-- TRY IT --
Return the line containing "Update role names" and every line after it through the end of the entries below, with no other lines.

-- DATA --
Issue #1421, opened 2020-11-04
Rename app roles


pjirsa:
https://github.com/microsoft/fhir-server/blob/034aea8a6ab183c00a0cc2beed4d8b8a8f27cc26/src/Microsoft.Health.Fhir.Shared.Web/roles.json#L39

Role names including term "global" (i.e. globalAdmin) create ambiguity with other systems or built-in Azure AD role names such as "Global Administrator". This naming convention potentially raises security concerns during IT SecOps audits.

Consider renaming to avoid confusion.

Suggestions:
- fhirReader
- fhirWriter
- fhirExporter
- fhirAdmin

CaitlinV39:
@pjirsa thank you so much for submitting this. We have labeled this up for grabs and are happy to have someone from the community to make this change. We simply have these as placeholder names.

CaitlinV39:
@pjirsa after discussing further, we would not want to change these in our repo. The reason for the global prefix is taht the roles are scoped to the entire FHIR server. The plan, one day, is to be able to define "slices" that represent a scoped view of a FHIR service. We would also want to be cautious of making this change as it would be breaking for anyone that has already deployed.

Definitely feel free to update for your own config, but we will leave these names as is for now.

PR #1457, opened 2020-11-17
Update role names

pjirsa:
## Description
Update app role names to avoid collision with other 'global' role types. (i.e. AAD GlobalAdmin, etc.)

## Related issues
Addresses #1421.


CaitlinV39:
@pjirsa - I'm so sorry for the timespan between my two comments but for now, we would not like to bring this change into our repo.

CaitlinV39:
@pjirsa per the issue, we won't make this change to the repo for now to avoid breaking changes and based on future plans we have for RBAC.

-- OUTPUT OF THE EXERCISE --
Update role names

pjirsa:
## Description
Update app role names to avoid collision with other 'global' role types. (i.e. AAD GlobalAdmin, etc.)

## Related issues
Addresses #1421.


CaitlinV39:
@pjirsa - I'm so sorry for the timespan between my two comments but for now, we would not like to bring this change into our repo.

CaitlinV39:
@pjirsa per the issue, we won't make this change to the repo for now to avoid breaking changes and based on future plans we have for RBAC.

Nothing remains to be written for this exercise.